(Collected data)
· · · · ·

PR #255, opened 2026-02-14
253 multimer prediction upload

### LINKED ISSUE #253: Multimer prediction upload
## Issue description
The user can upload multimer predictions from alphafold in a new step - persistently and only for one run. The user can also manage them in settings.

## Acceptance Criteria
- [ ] The user can upload multimer predictions in a new step and can choose whether to save them persistantly
- [ ] if the user saves them persistently, they are written on disk
- [ ] the uploads can be seen and deleted in settings
- [ ] the user can load data from disk into the run

Elena-kal:
## Description
fixes #253 
The user can now upload multimer upload predictions inside a run and in settings. The user can also delete these in settings just the same way the user interacts with monomer structures.
Similar to the monomer structures, the user can also load a multimer prediction from disk into a run.

## Changes
I renamed the protein structure upload of monomers into monomer structure upload across the codebase to be able to differentiate between monomer and multimer steps and processes. 
In [alphafold_protein_structure_load.py](backend/protzilla/importing/alphafold_protein_structure_load.py) I added the new functionality and refactored the existing code to make it reusable for the multimer upload. I added the new step in [importing.py](backend/protzilla/methods/importing.py). Here, I also added the step that lets the user load existing predictions from disk into the run.
For the management of multimer predictions in settings I added the file [multimer-structure-upload.tsx](frontend/src/components/app/settings/other-settings/multimer-structure-upload.tsx). I also refactored existing code and added new logic in [views_settings.py](backend/main/views_settings.py).

## Testing
To get the files you will need to upload, you need to first get a prediction form the alphafold server. For that go to [alphafoldserver.com](https://alphafoldserver.com) and log yourself in. You can make up to 30 prediction per day for free so no worries about running out of computing jobs. 
Here, you will need to upload the protein IDs of the proteins in the structure you would like a prediction of. I suggest you use hemoglobin alpha and hemoglobin beta (use two copies of each.) You will need to get their protein IDs and their sequences. In the end, you should have something like this:
 
Screenshot 2026-02-14 at 12 48 59 PM

Go on and click on continue and preview job. You will download a folder with several predictions. You will only need one though. You will need the cif file, confidence summary and full data summary. 
Furthermore, you will need to save the sequences as one fasta file that you can upload. 
Now you are good to go and start testing.

Upload a prediction inside a run - persistant and not. Check what happens if you upload something twice. Upload predictions from settings, see if they show up in the list. Maybe delete them.
Just play around and try breaking it, but not too maliciously :)) 
Lastly, do the same with the monomers. I have changed code here too, so it would be nice to check the functionality of these again. There are no new features for the monomers so simply test them like we have in the past.

## PR checklist
**Development**
 
**Mergeability**
 
**Code review**


backend/main/views_settings.py
```diff
@@ -227,50 +233,123 @@ def save_ptm_settings(request, default_file_stem: str = DEFAULT_PTM_SETTINGS_FIL
...
+# <--- helper functions for monomer and multimer structure prediction --->
+def check_and_copy_files_to_directory(file_names: list, target_dir: str):
+    if target_dir.exists():
+        return False, "Entry ID is not unique."
+    else:
+        target_dir.mkdir(parents=True, exist_ok=True)
 
-AF_DICT_PATH = EXTERNAL_DATA_PATH / "alphafold"
+    for file_name in file_names:
+        source_dir = settings.FILE_UPLOAD_TEMP_DIR / file_name
```
jorisfu: `source_dir` is a file I suppose? Please rename to `source_file` then

backend/main/views_settings.py
```diff
@@ -227,50 +233,123 @@ def save_ptm_settings(request, default_file_stem: str = DEFAULT_PTM_SETTINGS_FIL
...
-    metadata_csv = AF_DICT_PATH / "alphafold_metadata.csv"
+def delete_structure(dir_path: str, csv_file_path: str, request):
+    if request.method != "POST":
+        return JsonResponse(
+            {"success": False, "message": "Invalid request method"}, status=405
+        )
+
+    data = json.loads(request.body)
+    entry_id = (str(data.get("entry_id") or "")).strip()
+    if not entry_id:
```
jorisfu, line 270: If so, we don't need the error handling in the previous line, we could just use `str(data.get("entry_id")).strip()`

backend/main/views_settings.py
```diff
@@ -279,38 +358,42 @@ def upload_prot_structure(request):
...
+            "gene",
+            "model_used",
+        ]
+
+        df = get_metadata_df(
+            csv_file_path=metadata_csv, expected_columns=expected_columns
+        )
 
         now_utc = datetime.now(timezone.utc)
         formatted = now_utc.strftime("%Y-%m-%dT%H:%M:%SZ")
```
jorisfu: Weird name for a variable, just do `timestamp = datetime.now(timezone.utc).strftime("%Y-%m-%dT%H:%M:%SZ")`

backend/main/views_settings.py
```diff
@@ -333,61 +416,111 @@ def upload_prot_structure(request):
...
+
+        df = get_metadata_df(
+            csv_file_path=metadata_csv, expected_columns=expected_columns
         )
 
-    # delete folder with files for the protein structure
-    target_dir = AF_DICT_PATH / entry_id.upper()
-    metadata_csv = AF_DICT_PATH / "alphafold_metadata.csv"
+        now_utc = datetime.now(timezone.utc)
+        formatted = now_utc.strftime("%Y-%m-%dT%H:%M:%SZ")
```
jorisfu: again, put this into one line

backend/main/views_settings.py
```diff
@@ -333,61 +416,111 @@ def upload_prot_structure(request):
...
+
+        new_row = {
+            "entry_id": entry_id,
```
jorisfu, line 512: uppercase here to avoid issues down the line (see main review comment)

backend/protzilla/importing/alphafold_protein_structure_load.py
```diff
@@ -330,96 +684,223 @@ def get_prot_structure_dfs(entry_id: str) -> dict[str, Any]:
...
+    messages = []
+
+    temp_dir, work_dir = get_correct_af_directories(
+        entry_id=entry_id,
+        directory_name=paths.ALPHAFOLD_MULTIMER_PATH,
+        persist_upload=persist_upload,
+    )
+
+    now_utc = datetime.now(timezone.utc)
+    formatted = now_utc.strftime("%Y-%m-%dT%H:%M:%SZ")
```
jorisfu: again date formatting

jorisfu (changes requested):
only minor code comments, see larger review comment

jorisfu:
Thoughts when testing from a user perspective:

## The Upload Form
- What exactly is the "Entry ID" and does it need to follow any specific format? I would prefer some tooltip or a default value to aid the user. Looks like it can just be any name we want to give the import
- How are the protein IDs delimited and what kind of protein ID (uniprot/gene name/something else) must be entered? The comma delimiting hint is only visible in the non-persistent upload
- Why and how do we need to enter the AlphaFold Model? Does that string need to conform to any format? Note that we **could** actually get this info from the AlphaFold CIF files themselves (e.g. citation metadata)
- How does the FASTA need to be formatted (turns out it needs the `>sp|` prefix for entries to work correctly). Do the provided protein IDs need to match to the fasta in the long run? What if they don't, and how would we validate that? Why don't we get the used protein IDs directly from the fasta if we need to upload that anyway and it provides IDs?

## Bugs
- The directories for the prediction files are in all-caps, but the managed entry_ids are not. Hence two entries point to the same directory. E.g. two uploads "Blub" and "blub" get registered separately but both use the directory "BLUB". I suggest to fix this by capitalising these IDs as soon as possible and only use uppercase (or lowercase) IDs
- The file upload dialogues only filter file types when using the persistent uploader, not the in-step uploader


Apart from that it seems to be working as expected.

Elena-kal:
> Thoughts when testing from a user perspective:
> 
> ## The Upload Form
> * What exactly is the "Entry ID" and does it need to follow any specific format? I would prefer some tooltip or a default value to aid the user. Looks like it can just be any name we want to give the import
> * How are the protein IDs delimited and what kind of protein ID (uniprot/gene name/something else) must be entered? The comma delimiting hint is only visible in the non-persistent upload
> * Why and how do we need to enter the AlphaFold Model? Does that string need to conform to any format? Note that we **could** actually get this info from the AlphaFold CIF files themselves (e.g. citation metadata)
> * How does the FASTA need to be formatted (turns out it needs the `>sp|` prefix for entries to work correctly). Do the provided protein IDs need to match to the fasta in the long run? What if they don't, and how would we validate that? Why don't we get the used protein IDs directly from the fasta if we need to upload that anyway and it provides IDs?
> 
> ## Bugs
> * The directories for the prediction files are in all-caps, but the managed entry_ids are not. Hence two entries point to the same directory. E.g. two uploads "Blub" and "blub" get registered separately but both use the directory "BLUB". I suggest to fix this by capitalising these IDs as soon as possible and only use uppercase (or lowercase) IDs
> * The file upload dialogues only filter file types when using the persistent uploader, not the in-step uploader
> 
> Apart from that it seems to be working as expected.

## The Upload Form
* You are right, the Entry ID does not have a form and can be anything the user wants it to be. We use it to ensure that the user can for example upload multiple predictions for the same protein. I do not see a reasonable default value as it totally depends on how the user would like to name the import. 
* The protein Ids are uniprot Ids but as we call them protein ids across the plattform I kept it consistent and named it protein id as well. I will add the comma delimiting hint to the persistant upload.
* The user needs to upload the alphafold model for the monomer uploads (chris requested that) and I considered it reasonable that we would like the same information for multimers. We do not need it anywhere specifically yet. Maybe we can talk about it tomorrow?
* The fasta needs the same formatting as anywhere else in out software. After talking to chris about it a few weeks ago, I assumed it reasonable to not write any hints as it is not done anywhere else where we import fasta files. I guess we can definitely validate the protein ids from the fasta with the ones entered specifically. I think that would be more intuitive than simply taking the protein ids from the fasta directly. the order is not important as it is turned into a dataframe. In most steps we just assume that the users input is correct and build upon that so I did not implement a validation. It is good to have though.
## BUGS: 
* Yes you are right, thanks!
* Tarek implemented this behavior for settings, I cannot use it for the in-step uploader though. I would argue if we want this, it should be another issue.

backend/main/views_settings.py
Elena-kal: I don't think so. What you propose could break if data.get("entry_id") = None. (str(data.get("entry_id") or "")).strip() would turn it into "". What you propose would turn None into "None". I do not think we want that behavior.

Elena-kal:
I actually decided to remove the .upper() completely. I do not see a concrete reason to keep it and I believe it would be more intuitive to make it case sensitive. What do you think? Should I add a hint that it is case sensitive? Or just the opposite, do you think always uppercase makes more sense and give a hint that the entry id will be saved as uppercase? I do not know actually...

NeleRiediger (approved):
Everything seems to work fine. While testing I just took some notes of little things that bothered me: 
- I actually agree with Joris, that it is not obvious that the Entry ID is not something specified, but can be chosen completely freely. Maybe there is a way to make that more obvious with a little note or something. 
- For the multimer upload in settings: maybe a hint in which format the protein ids should be entered for the multimer import (e.g. comma separated) (the same way it is already done in the corresponding steps)   
- If I import something with an incorrect fasta file in settings, that import is successful. But if I try to import that from disk into a run, I get an error for the incorrect fast file. Wouldn't it be cleaner if that error already occurred when trying to import in settings? 

The code itself looks fine too

jorisfu:
Please make sure we cannot create two imports that map to the same directory name (when uppercased) on the system. As an idea, create another metadata field for each persistent import to map to a directory name (always uppercased) and ensure that no new import maps to that directory. I remember some peculiar issues with Windows when having two directories with the same name but different cases

jorisfu (approved):

PR #256, opened 2026-02-15
233 density plot or histogram for crosslinking validation based on length deviation

### LINKED ISSUE #233: Density Plot or Histogram for crosslinking validation based on length deviation
## Issue description
Replace the simple bar plot with a density plot or histogram.

## Acceptance Criteria
- [ ] Display a density plot or histogram after the crosslinking validation with angstrom deviation run.
- [ ] Show Crosslinker length in plot.
- [ ] Show the bounds on the deviation in the plot.

AnnaPolensky:
## Description
fixes #233 
Added plots for the crosslinking validation based on length deviation. For each crosslinker, 2 histograms are generated: One contains all the crosslinks that match the predicted data and all the crosslinks that do not. The other histogram contains contains only those crosslinks with predicted length within the mean ± 2 standard deviations.
The crosslinker length is drawn as a vertical line and if the user specified bounds on the deviation these are drawn as a vertical line as well.
grafik

## Changes
The plot method diagrams_of_crosslinking_validation_data in backend/protzilla/data_analysis/crosslinking_validation.py was changed, all the calls to create_histogram happen there, so all the parameters are getting determined in this function.
Added more parameters to create_histogram in backend/protzilla/data_preprocessing/plots.py so that you can specify a range, whether each bin should have exactly the size of one int or what the relevant column is. Also made sure that the function won't crash if it receives an empty dataframe.

## Testing
Use the adapted crosslinking data and protein O43242 to see which diagrams you get when only setting some bounds, all bounds or changing the bounds to different values.

## PR checklist
**Development**
 
**Mergeability**
 
**Code review**


backend/protzilla/data_analysis/crosslinking_validation.py
```diff
@@ -293,29 +297,41 @@ def check_crosslink(crosslink: pd.Series) -> pd.Series:
     return dict(crosslinking_result_df=checked_crosslinks_df, messages=messages)
 
 
-def bar_plot_of_valid_crosslinks(
+def diagrams_of_crosslinking_validation_data(
```
Elena-kal, line 300: Doesn't this function belong to plots.py? You can still input validated_df. cif_df and amino_acid_sequence_df are only used as input to get validated_df. It would seem cleaner to simply use validated_df as input and move this function entirely.

backend/protzilla/data_analysis/crosslinking_validation.py
```diff
@@ -324,20 +340,133 @@ def bar_plot_of_valid_crosslinks(
...
-                invalid_crosslinks,
-            ],
-            names_of_sectors=["Valid Cross-Links", "Invalid Cross-Links"],
-            heading="Cross-Links used for Validation",
-            y_title="Number of Cross-Links",
+        mean_predicted_lengths = crosslinker_df["alphafold_distance"].mean()
+        standard_deviation_predicted_lengths = crosslinker_df[
+            "alphafold_distance"
+        ].std()
+        mean_plus_minus_two_std_range = (
```
Elena-kal: I think it would be cleaner to simply have to variables that explicitely state whether it is mean_minus_two_std_range or mean_plus_two_std_range. That makes later usages more intuitive as well e.g. here:

`min_value=mean_plus_minus_two_std_range[0],
            max_value=mean_plus_minus_two_std_range[1],`

backend/protzilla/data_analysis/plots.py
```diff
@@ -466,3 +468,31 @@ def prot_quant_plot(
     )
 
     return dict(plots=[fig])
+
+
+def add_vertical_line_with_annotation_in_legend(
+    fig: Figure, dash: str, annotation: str, x_value: float, color: str = "blue"
```
Elena-kal: nitpick but could we use a slightly different color, maybe the blue we already use in other places as well. I feel like the last BP put a lot of effort to make Protzilla's frontend pretty and consistent in its color usage. I think I saw a colors defined somewhere, maybe use them?

backend/protzilla/data_preprocessing/plots.py
```diff
@@ -169,6 +171,11 @@ def create_histograms(
     x_title: str = "",
     visual_transformation: str = "linear",
     overlay: bool = False,
+    relevant_column_a: str = None,
+    relevant_column_b: str = None,
```
Elena-kal, line 175: Why do we use a and b? Is there a better way to name these?

backend/protzilla/data_preprocessing/plots.py
```diff
@@ -188,47 +195,69 @@ def create_histograms(
...
+    :param relevant_column_a: Which column of dataframe_a should be used for the histogram. If None, the default_intensity_column will be used.
+    :param relevant_column_b: Which column of dataframe_b should be used for the histogram. If None, the default_intensity_column will be used.
+    :param min_value: Where the first bin should start. If None, will be set to the minimum value of the two dataframes.
+    :param max_value: Where the last bin should end. If None, will be set to the maximum value of the two dataframes.
+    :param one_bin_per_int: If set to True, min_value will be rounded down to the next int and max_value will be rounded up to the next int and there will\
+    be max_value-min_value many bins.
+
+    :return: returns a histogram of the data
     """
     if visual_transformation not in {"linear", "log10"}:
```
Elena-kal, line 207: Don't we have Enums for "linear" and "log10"?

NeleRiediger (approved):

· · · · ·

WHAT IS NEEDED:
Only the lines above from the line containing "The code itself looks fine too" through the line containing "### LINKED ISSUE #233: Density" should be retyped, exactly and with both ends included.

RESPONSE TO THE EXERCISE:
The code itself looks fine too

jorisfu:
Please make sure we cannot create two imports that map to the same directory name (when uppercased) on the system. As an idea, create another metadata field for each persistent import to map to a directory name (always uppercased) and ensure that no new import maps to that directory. I remember some peculiar issues with Windows when having two directories with the same name but different cases

jorisfu (approved):

PR #256, opened 2026-02-15
233 density plot or histogram for crosslinking validation based on length deviation

### LINKED ISSUE #233: Density Plot or Histogram for crosslinking validation based on length deviation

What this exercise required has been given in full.